| -Caveat Lector-
Another outing of a CIA agent? - JR
By Jerry Markon A former high-ranking State Department official who is one of the nation's
leading experts on China passed documents to Taiwanese intelligence agents and
was charged yesterday with concealing a trip to Taiwan, court papers say. Donald W. Keyser, who was elevated to principal deputy assistant secretary
for East Asian and Pacific Affairs this year, made the trip last year, according
to an FBI affidavit filed in U.S. District Court in Alexandria. Keyser, 61, who
advised Secretary of State Colin L. Powell on China issues, met with one of the
agents in Taipei last September during an official trip to China and Japan, the
affidavit says. Tailed by the FBI in recent weeks, Keyser and two Taiwanese agents conducted
a series of covert meetings around Washington. At a meeting July 31 at the
Potowmack Landing restaurant, the affidavit says, Keyser handed the Taiwanese
two envelopes "that appeared to bear U.S. government printing.'' On Sept. 4 at the same Alexandria restaurant, on the Potomac River with a
view of downtown Washington, FBI agents saw Keyser pass a document captioned
"discussion topics,'' the affidavit says. FBI agents stopped the three men
outside the restaurant and took the six-page document, described in the
affidavit as something "derived from material to which Keyser had access as a
result of his employment with the Department of State." The court documents do not say that Keyser accepted money and do not
otherwise ascribe a motive. Neither Keyser nor his attorney returned phone calls
yesterday. Keyser told the FBI that the document he gave the two Taiwanese agents
contained "talking points" that he often would prepare for his meetings with the
two agents, according to the affidavit. He said that his trip to Taiwan had been
for sightseeing and that he had not notified anyone about it, including his
family.

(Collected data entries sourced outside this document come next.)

PR #4330, opened 2023-04-28
Split test phase into separate jobs

jander-msft:
###### Summary

This change splits the test phase into its own set of jobs separately from the build phase. This will allow a future change where the build phase will use different containers from cross-arch and cross-C-runtime compilation. An added benefit is that tests can be rerun without having to rebuild the binaries. This does add some time to the build because of agent acquisition wait time and having to upload/download the binaries.

The only issue that occurred is that the extension tests were starting to fail due to the inability to run the executable (permission denied). This was fixed by `chmod`ing the executable after copying it to the temporary directory and then performing the remainder of the test.

Example build (pre-squash): https://dev.azure.com/dnceng/internal/_build/results?buildId=2169914&view=results


src/Tests/Microsoft.Diagnostics.Monitoring.Tool.UnitTests/EgressExtensibilityTests.cs
```diff
@@ -132,6 +133,32 @@ private IEgressExtension FindEgressExtension(ConfigDirectory configDirectory, Ho
...
+                {
+                    FileName = "chmod",
+                    Arguments = "+x " + executablePath,
+                    UseShellExecute = true
+                };
+
+                using Process proc = Process.Start(startInfo);
+                if (!proc.WaitForExit(60_000)) // 1 minute
+                {
+                    throw new InvalidOperationException("Unable to make extension executable: Timeout out.");
```
kkeirstead, line 153:
```suggestion
                    throw new InvalidOperationException("Unable to make extension executable: Timed out.");
```

eng/pipelines/jobs/build-binaries.yml
```diff
@@ -0,0 +1,90 @@
+# Builds and tests dotnet-monitor for a specific platform and configuration
```
wiktork, line 1: Update comment

src/Tests/Microsoft.Diagnostics.Monitoring.Tool.UnitTests/EgressExtensibilityTests.cs
```diff
@@ -132,6 +133,33 @@ private IEgressExtension FindEgressExtension(ConfigDirectory configDirectory, Ho
 
             CopyExtensionFiles(extensionDirPath);
 
+            if (!RuntimeInformation.IsOSPlatform(OSPlatform.Windows))
```
wiktork, line 136: Would it be possible to shift this into the test pipeline itself instead of doing it in the code?

wiktork (approved):

src/Tests/Microsoft.Diagnostics.Monitoring.Tool.UnitTests/EgressExtensibilityTests.cs
jander-msft: I don't think so. Each invocation of the test creates a new temporary directory to which this is copied. The pipeline won't know what that directory is.

We can take a look at running the extension as-is from where it was built/downloaded rather than copying it to a new directory, unless the point of the test is to test that it can run elsewhere.

eng/pipelines/jobs/build-binaries.yml
jander-msft: Will do in next PR

PR #4349, opened 2023-05-03
Use CBL Mariner build images

jander-msft:
###### Summary

This change switch all of the build jobs to use CBL Mariner with cross build support for clib and architecture variants.

Overview of changes:
- Switch to using CBL Mariner as the default container for Linux builds; allow test jobs to override the container to run the tests on distros that have the target clib and architecture types.
- Move the cross-build notion up into the build-binaries job since it's only necessary when building binaries; base codeql job on this job instead of base build job.
- Disable tests the execute the test egress extension on Alpine images for now. The apphost for the extension is glibc x64, so it won't execute on Alpine. Will attempt a solution for this after this PR.

Example build: https://dev.azure.com/dnceng/internal/_build/results?buildId=2173397&view=results

### DIFF
--- a/eng/pipelines/jobs/test-binaries.yml
+++ b/eng/pipelines/jobs/test-binaries.yml
@@ -32,6 +32,12 @@ jobs:
     disableComponentGovernance: true
     disableSbom: true
 
+    # Override containers for Linux to test on real clib and architecture variants
+    ${{ if eq(parameters.osGroup, 'Linux') }}:
+      container: mcr.microsoft.com/dotnet-buildtools/prereqs:ubuntu-18.04
+    ${{ if eq(parameters.osGroup, 'Linux_Musl') }}:
+      container: mcr.microsoft.com/dotnet-buildtools/prereqs:alpine-3.14-WithNode
+
     variables:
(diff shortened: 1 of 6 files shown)


eng/pipelines/jobs/test-binaries.yml
```diff
@@ -32,6 +32,12 @@ jobs:
     disableComponentGovernance: true
     disableSbom: true
 
+    # Override containers for Linux to test on real clib and architecture variants
+    ${{ if eq(parameters.osGroup, 'Linux') }}:
+      container: mcr.microsoft.com/dotnet-buildtools/prereqs:ubuntu-18.04
+    ${{ if eq(parameters.osGroup, 'Linux_Musl') }}:
+      container: mcr.microsoft.com/dotnet-buildtools/prereqs:alpine-3.14-WithNode
```
wiktork, line 39: I know this is the image we used before, but why do we need node?

wiktork (dismissed):

eng/pipelines/jobs/test-binaries.yml
jander-msft: Azure Pipelines requires containers to have node on them in order to execute steps within the image.

PR #4391, opened 2023-05-10
[Parameter Capturing] Dynamically configure if the profiler is notification-only

schmittjoseph:
###### Summary

Note: This is targeting a feature branch.

This PR introduces a new environment variable (`DotnetMonitor_Profiler_IsMutatingProfiler`) that can be set to cause our profiler to be capable of mutating the target process (not-notification-only).  This PR only includes the necessary changes to the profiler and not the supporting logic in our managed code.

Our `LoadAsNotificationOnly` callback is invoked before profiler initialization has fully occurred so we're unable to leverage `ICorProfiler` to get environment variables. Instead introduce a new helper method that uses platform-specific APIs.

### DIFF
--- a/src/MonitorProfiler/Environment/StartupEnvironmentUtilities.h
+++ b/src/MonitorProfiler/Environment/StartupEnvironmentUtilities.h
@@ -3,6 +3,8 @@
 
 #pragma once
 
+#include "corhlpr.h"
+
 #if TARGET_WINDOWS
 #include <processenv.h>
 #include "tstring.h"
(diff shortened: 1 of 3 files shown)


src/MonitorProfiler/Environment/StartupEnvironmentUtilities.h
```diff
@@ -0,0 +1,67 @@
...
+
+            isSet = (buffer[0] == EnabledValue);
+#else
+            const char EnabledValue = '1';
+
+            // Subsequent calls to getenv may invalidate the pointer returned by previous calls.
+            std::lock_guard<std::mutex> lock(s_getEnvMutex);
+
+            char *ret = std::getenv(name);
+            isSet = (ret != nullptr && ret[0] == EnabledValue && ret[1] == '\0');
```
kkeirstead, line 62: Just to confirm my understanding: `ret` is guaranteed to be null-terminated, and thus if `ret` was just `\0` we would short circuit and never evaluate `ret[1]`?

PR #4392, opened 2023-05-10
Add timestamp information to exception history

jander-msft:
###### Summary

These changes capture the time at which the exception is thrown, propagates it as UTC, and reports it in the exception history store. For JSON, it is formatted using ISO 8601 for standard interchange. Example output:

```
{"timestamp":"2023-05-10T23:04:35.572644Z","typeName":"System.InvalidOperationException","moduleName":"System.Private.CoreLib.dll","message":"I don\u0027t like the count!"}
{"timestamp":"2023-05-10T23:04:42.4341469Z","typeName":"System.InvalidOperationException","moduleName":"System.Private.CoreLib.dll","message":"I don\u0027t like the count!"}
```

### DIFF
--- a/src/Microsoft.Diagnostics.Monitoring.StartupHook/Exceptions/Pipeline/ExceptionPipelineExceptionContext.cs
+++ b/src/Microsoft.Diagnostics.Monitoring.StartupHook/Exceptions/Pipeline/ExceptionPipelineExceptionContext.cs
@@ -1,0 +1,17 @@
+﻿// Licensed to the .NET Foundation under one or more agreements.
+// The .NET Foundation licenses this file to you under the MIT license.
+
+using System;
+
+namespace Microsoft.Diagnostics.Monitoring.StartupHook.Exceptions.Pipeline
+{
+    internal sealed class ExceptionPipelineExceptionContext
+    {
+        public ExceptionPipelineExceptionContext(DateTime timestamp)
+        {
+            Timestamp = timestamp;
+        }
+
+        public DateTime Timestamp { get; }
+    }
+}
--- a/src/Tests/Microsoft.Diagnostics.Monitoring.StartupHook.UnitTests/Exceptions/Eventing/ExceptionsEventSourceTests.cs
+++ b/src/Tests/Microsoft.Diagnostics.Monitoring.StartupHook.UnitTests/Exceptions/Eventing/ExceptionsEventSourceTests.cs
@@ -77,7 +77,9 @@ namespace Microsoft.Diagnostics.Monitoring.StartupHook.Exceptions.Eventing
             listener.EnableEvents(source, EventLevel.Informational);
 
             ulong[] frameIds = frameIdsString.Split(',', StringSplitOptions.RemoveEmptyEntries).Select(ulong.Parse).ToArray();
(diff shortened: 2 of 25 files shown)


src/Tests/Microsoft.Diagnostics.Monitoring.StartupHook.UnitTests/Exceptions/Eventing/ExceptionsEventSourceTests.cs
```diff
@@ -77,14 +77,17 @@ public void ExceptionsEventSource_WriteException_Event(ulong id, string message,
             listener.EnableEvents(source, EventLevel.Informational);
 
             ulong[] frameIds = frameIdsString.Split(',', StringSplitOptions.RemoveEmptyEntries).Select(ulong.Parse).ToArray();
-            source.ExceptionInstance(id, message, frameIds);
+            DateTime timestamp = DateTime.UtcNow;
```
kkeirstead, line 80: I think using the actual time makes sense for now - eventually if we only display the timestamps in the past X time window, we might want to consider using fixed values for some tests to check that old exceptions get weeded out (can't remember if this was something we discussed as being on the to-do list, or something like limiting by only keeping X most recent exceptions)

src/Microsoft.Diagnostics.Monitoring.StartupHook/Exceptions/Pipeline/ExceptionPipelineExceptionContext.cs
```diff
@@ -0,0 +1,17 @@
+﻿// Licensed to the .NET Foundation under one or more agreements.
+// The .NET Foundation licenses this file to you under the MIT license.
+
+using System;
+
+namespace Microsoft.Diagnostics.Monitoring.StartupHook.Exceptions.Pipeline
+{
+    internal sealed class ExceptionPipelineExceptionContext
```
kkeirstead, line 8: From a design perspective, what's the purpose of this class as an abstraction around `DateTime`?

src/Tests/Microsoft.Diagnostics.Monitoring.StartupHook.UnitTests/Exceptions/Eventing/ExceptionsEventSourceTests.cs
jander-msft: That's NYI (not-yet-implemented). And the event source wouldn't understand any of that so it wouldn't be part of this test.

Clearing the cache from the startup hook exception pipeline step wouldn't be something observable by the dotnet-monitor side of things other than some type of reset event being emitted; it would only really be seen as the IDs being "reused".

src/Microsoft.Diagnostics.Monitoring.StartupHook/Exceptions/Pipeline/ExceptionPipelineExceptionContext.cs
jander-msft: For now, it's just the timestamp. But I made it a separate class so that way if we add more contextual information in the future (e.g. first chance vs unhandled) then we don't need to refactor a bunch of the code to add yet another property.

PR #4428, opened 2023-05-16
[Parameter Capturing] Add probe instrumentation APIs to profiler

schmittjoseph:
###### Summary

This PR creates an API surface exported by our profiler dll for managed code to request function probe installation and removal on-demand.  The API surface includes:
1. `RegisterFunctionProbe` - This registers an existing managed function as a function probe. This can only be called once during an application's lifetime.
2. `RequestFunctionProbeInstallation` - This requests that the previously registered probe is installed into one or more functions next time they are invoked. Note: Only one set of functions can have probes installed at a given time. If a new set of functions need probes, `RequestFunctionProbeShutdown` must be called first.
3. `RequestFunctionProbeShutdown` - This requests that any functions that currently have probes installed have their probes uninstalled.

Note: This PR only contains the profiler changes and not the managed code layer.

#### Overview of Code
`src/MonitorProfiler/Mainprofiler/ProbeInstrumentation` is divided into 3 distinct layers:
1. `ProbeInstrumentation`: This is the top-most layer that provides the API surface, handling requests rejits+reverts.
4. `AssemblyProbePrep`: Once `ProbeInstrumentation` receives a request to install a probe into a given function, work needs to be done to first prepare the function's assembly for a probe to be installed into it. This includes emitting necessary types, assembly references, etc.
5. `ProbeInjector`: This handles the actual IL rewriting to install the function probe into a given method.

### DIFF
--- a/src/MonitorProfiler/ProbeInstrumentation/ProbeInjector.cpp
+++ b/src/MonitorProfiler/ProbeInstrumentation/ProbeInjector.cpp
@@ -13,7 +13,7 @@
 // Instrumentation requests provide special boxing instructions by using SpecialCaseBoxingTypeFlag
 // as the "token type" and the SpecialCaseBoxingTypes enum as the RID.
 //
-constexpr ULONG32 SpecialCaseBoxingTypeFlag = 0xff000000;
+constexpr ULONG32 SpecialCaseBoxingTypeFlag = 0x7f000000;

His wife is a CIA
officer. State Department spokesman Richard A. Boucher said the department is
cooperating with the FBI, but he declined to comment further. The affidavit does
not describe the documents Keyser allegedly handed over as classified, and it is
unclear whether any damage could have been done to national security. Keyser is charged with concealing the trip to Taiwan by lying in May on State
Department forms for security clearance that required him to disclose foreign
travel. News of Keyser's arrest stunned some in diplomatic circles, in which he is
highly regarded as a China analyst. Keyser, a Foreign Service officer for three
decades, speaks fluent Mandarin and is knowledgeable about the former Soviet
Union. He has served in high-ranking positions in the U.S. embassies in Beijing
and Tokyo, and was deputy assistant secretary of state for East Asian and
Pacific Affairs when he allegedly made the trip to Taiwan. Keyser retired in July as the No. 2 person in the State Department's East
Asia bureau, but he is still assigned to the department's Foreign Service
Institute in Arlington. "He is an absolutely superb specialist on China and a fine Foreign Service
officer. I've never had the slightest reason to question his loyalty to the
United States,'' said J. Stapleton Roy, a three-time U.S. ambassador who was
Keyser's boss when Keyser was deputy director of the State Department's Bureau
of Intelligence and Research. Roy quit his job in protest in 2000 after then-Secretary of State Madeleine
K. Albright suspended Keyser for 30 days and reassigned him because of lax
security stemming from a missing top-secret laptop computer. Keyser was one of
at least six State Department employees disciplined over the loss of the
computer, which contained thousands of pages of information about weapons
proliferation issues and was never found. Roy said yesterday that Keyser had
nothing to do with the computer's disappearance. This is the second recent instance of a federal official being implicated in
passing documents to countries friendly with the United States. The FBI is
investigating whether Lawrence A. Franklin, a Pentagon policy analyst, provided
a draft presidential directive on Iran to the American Israel Public Affairs
Committee, and whether that committee passed the information to Israel, law
enforcement sources have said. No charges have been filed. The United States has a longstanding "one China" policy, under which it
maintains diplomatic relations only with China, not with Taiwan. But Chinese
officials recently have expressed frustration over the Bush administration's
willingness to sell arms to Taiwan. China and Taiwan are adversaries, with China
insisting that Taiwan reunite with the mainland. According to court documents, Keyser traveled to China on official State
Department business about Aug. 31, 2003. He then went to Tokyo on official
business, but while in Tokyo took a three-day "side trip" to Taiwan, the
documents say. While in Taiwan, Keyser met with someone referred to in court documents as
"Foreign Person One." He is described as a Taiwanese intelligence agent
stationed at the Taipei Economic Cultural and Representative Office on Wisconsin
Avenue in the District. Court documents say James A. Kelly, assistant secretary of state for East
Asian and Pacific Affairs and Keyser's superior at the time, told the FBI that
Keyser was not permitted to travel to Taiwan on official business because the
United States and Taiwan don't have diplomatic relations and that he would have
vetoed such a trip. Experts were surprised that Keyser would travel to Taiwan right after
visiting China. "The whole idea that he could take a trip like this that was not authorized
while he was deputy assistant secretary is ludicrous to me. People in that
position don't just move around anonymously,'' said a former high-ranking State
Department official who specialized in Chinese affairs and who spoke on
condition of anonymity because of the case's sensitivity. Keyser appeared in federal court in Alexandria yesterday and later was
scheduled to be released on $500,000 bond. Staff writer Walter Pincus contributed to this report.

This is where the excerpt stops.